Stored entries:

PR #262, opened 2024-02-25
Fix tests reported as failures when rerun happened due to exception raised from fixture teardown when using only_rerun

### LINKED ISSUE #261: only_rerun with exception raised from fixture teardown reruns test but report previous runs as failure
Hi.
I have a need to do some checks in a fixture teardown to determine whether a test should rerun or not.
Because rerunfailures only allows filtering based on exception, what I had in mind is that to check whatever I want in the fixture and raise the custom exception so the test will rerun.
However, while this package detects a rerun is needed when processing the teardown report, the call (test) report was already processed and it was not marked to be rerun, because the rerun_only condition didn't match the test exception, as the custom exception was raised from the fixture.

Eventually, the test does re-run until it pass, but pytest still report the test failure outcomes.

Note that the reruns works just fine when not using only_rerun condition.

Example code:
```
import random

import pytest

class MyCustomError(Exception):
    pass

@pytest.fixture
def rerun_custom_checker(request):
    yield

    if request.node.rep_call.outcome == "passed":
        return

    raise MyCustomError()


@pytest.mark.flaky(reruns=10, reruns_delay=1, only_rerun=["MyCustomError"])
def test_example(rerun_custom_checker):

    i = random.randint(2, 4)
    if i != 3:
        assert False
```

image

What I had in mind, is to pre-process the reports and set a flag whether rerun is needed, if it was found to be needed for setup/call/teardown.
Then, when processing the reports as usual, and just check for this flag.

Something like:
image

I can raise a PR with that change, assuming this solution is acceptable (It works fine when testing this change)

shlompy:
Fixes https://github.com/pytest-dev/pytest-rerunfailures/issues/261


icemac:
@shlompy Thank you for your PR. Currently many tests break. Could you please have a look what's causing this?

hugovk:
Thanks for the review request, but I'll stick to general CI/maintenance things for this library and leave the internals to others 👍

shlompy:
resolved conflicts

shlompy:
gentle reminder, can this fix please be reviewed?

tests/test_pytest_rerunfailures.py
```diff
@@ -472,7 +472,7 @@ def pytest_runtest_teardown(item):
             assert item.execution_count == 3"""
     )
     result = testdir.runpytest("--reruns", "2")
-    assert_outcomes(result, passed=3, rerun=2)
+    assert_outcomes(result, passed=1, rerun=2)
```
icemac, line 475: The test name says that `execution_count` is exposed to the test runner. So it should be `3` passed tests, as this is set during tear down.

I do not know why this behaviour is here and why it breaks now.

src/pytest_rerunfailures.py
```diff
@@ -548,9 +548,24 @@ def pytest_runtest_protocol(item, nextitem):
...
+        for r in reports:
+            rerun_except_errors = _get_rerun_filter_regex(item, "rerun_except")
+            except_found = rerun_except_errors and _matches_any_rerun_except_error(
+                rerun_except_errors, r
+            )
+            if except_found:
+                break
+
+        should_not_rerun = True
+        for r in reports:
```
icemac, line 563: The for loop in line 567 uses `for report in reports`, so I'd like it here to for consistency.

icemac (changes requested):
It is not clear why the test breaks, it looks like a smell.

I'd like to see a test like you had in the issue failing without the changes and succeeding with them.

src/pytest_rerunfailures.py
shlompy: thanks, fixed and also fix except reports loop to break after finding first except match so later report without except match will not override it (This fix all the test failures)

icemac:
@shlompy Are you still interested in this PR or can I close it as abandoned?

...

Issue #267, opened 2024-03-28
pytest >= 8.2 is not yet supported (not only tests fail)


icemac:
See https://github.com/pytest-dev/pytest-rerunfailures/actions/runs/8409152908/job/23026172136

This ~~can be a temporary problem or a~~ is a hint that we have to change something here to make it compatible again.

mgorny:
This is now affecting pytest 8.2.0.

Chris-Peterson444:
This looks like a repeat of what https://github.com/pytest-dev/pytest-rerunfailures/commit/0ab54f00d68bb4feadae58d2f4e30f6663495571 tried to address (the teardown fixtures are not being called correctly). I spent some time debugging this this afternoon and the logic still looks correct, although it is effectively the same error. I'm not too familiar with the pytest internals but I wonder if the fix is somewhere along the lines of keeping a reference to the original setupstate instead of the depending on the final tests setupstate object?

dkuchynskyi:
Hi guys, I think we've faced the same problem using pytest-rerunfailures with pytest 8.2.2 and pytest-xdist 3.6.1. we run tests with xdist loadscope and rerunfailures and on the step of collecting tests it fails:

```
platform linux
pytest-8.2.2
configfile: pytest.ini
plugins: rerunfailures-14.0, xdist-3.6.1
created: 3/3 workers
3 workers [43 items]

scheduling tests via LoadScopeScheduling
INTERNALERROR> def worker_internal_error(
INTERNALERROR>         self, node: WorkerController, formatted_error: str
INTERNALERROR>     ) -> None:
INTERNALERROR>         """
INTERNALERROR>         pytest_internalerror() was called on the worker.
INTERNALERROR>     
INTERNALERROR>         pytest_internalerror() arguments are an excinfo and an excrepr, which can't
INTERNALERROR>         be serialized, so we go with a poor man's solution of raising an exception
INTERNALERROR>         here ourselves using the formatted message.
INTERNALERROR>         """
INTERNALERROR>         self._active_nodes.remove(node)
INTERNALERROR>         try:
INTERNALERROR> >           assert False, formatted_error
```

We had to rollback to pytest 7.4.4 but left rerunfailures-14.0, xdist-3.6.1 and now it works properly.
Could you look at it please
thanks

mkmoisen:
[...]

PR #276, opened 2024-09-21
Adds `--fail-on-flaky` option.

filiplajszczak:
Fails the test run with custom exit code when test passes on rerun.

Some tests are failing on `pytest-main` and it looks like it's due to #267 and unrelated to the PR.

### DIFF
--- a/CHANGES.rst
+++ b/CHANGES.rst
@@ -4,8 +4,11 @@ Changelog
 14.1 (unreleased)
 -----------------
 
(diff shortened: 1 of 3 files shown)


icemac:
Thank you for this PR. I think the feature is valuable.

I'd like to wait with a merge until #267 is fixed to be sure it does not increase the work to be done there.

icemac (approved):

==

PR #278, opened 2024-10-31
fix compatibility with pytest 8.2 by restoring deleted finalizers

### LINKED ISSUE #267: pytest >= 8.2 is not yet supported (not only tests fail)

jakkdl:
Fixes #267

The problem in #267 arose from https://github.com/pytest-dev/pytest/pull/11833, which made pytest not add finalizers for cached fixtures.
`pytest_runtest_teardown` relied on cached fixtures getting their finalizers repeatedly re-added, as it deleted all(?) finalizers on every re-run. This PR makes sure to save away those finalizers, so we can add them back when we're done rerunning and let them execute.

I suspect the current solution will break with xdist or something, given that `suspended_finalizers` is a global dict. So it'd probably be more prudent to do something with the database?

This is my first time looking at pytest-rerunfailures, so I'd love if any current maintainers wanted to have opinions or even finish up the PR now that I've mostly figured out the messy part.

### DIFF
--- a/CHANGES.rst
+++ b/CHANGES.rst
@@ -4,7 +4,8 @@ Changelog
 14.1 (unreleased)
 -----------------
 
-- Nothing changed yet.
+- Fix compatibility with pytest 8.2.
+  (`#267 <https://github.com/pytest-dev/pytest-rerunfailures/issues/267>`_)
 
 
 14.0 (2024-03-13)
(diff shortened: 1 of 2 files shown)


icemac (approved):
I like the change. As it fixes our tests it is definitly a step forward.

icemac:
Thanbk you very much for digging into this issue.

**Work instruction:** Take exactly the lines from the one containing "PR #262, opened 2024-02-25" through the one containing "What I had in mind, is" in the data above, and output them with nothing added.

**Result for this exercise:**
PR #262, opened 2024-02-25
Fix tests reported as failures when rerun happened due to exception raised from fixture teardown when using only_rerun

### LINKED ISSUE #261: only_rerun with exception raised from fixture teardown reruns test but report previous runs as failure
Hi.
I have a need to do some checks in a fixture teardown to determine whether a test should rerun or not.
Because rerunfailures only allows filtering based on exception, what I had in mind is that to check whatever I want in the fixture and raise the custom exception so the test will rerun.
However, while this package detects a rerun is needed when processing the teardown report, the call (test) report was already processed and it was not marked to be rerun, because the rerun_only condition didn't match the test exception, as the custom exception was raised from the fixture.

Eventually, the test does re-run until it pass, but pytest still report the test failure outcomes.

Note that the reruns works just fine when not using only_rerun condition.

Example code:
```
import random

import pytest

class MyCustomError(Exception):
    pass

@pytest.fixture
def rerun_custom_checker(request):
    yield

    if request.node.rep_call.outcome == "passed":
        return

    raise MyCustomError()


@pytest.mark.flaky(reruns=10, reruns_delay=1, only_rerun=["MyCustomError"])
def test_example(rerun_custom_checker):

    i = random.randint(2, 4)
    if i != 3:
        assert False
```

image

What I had in mind, is to pre-process the reports and set a flag whether rerun is needed, if it was found to be needed for setup/call/teardown.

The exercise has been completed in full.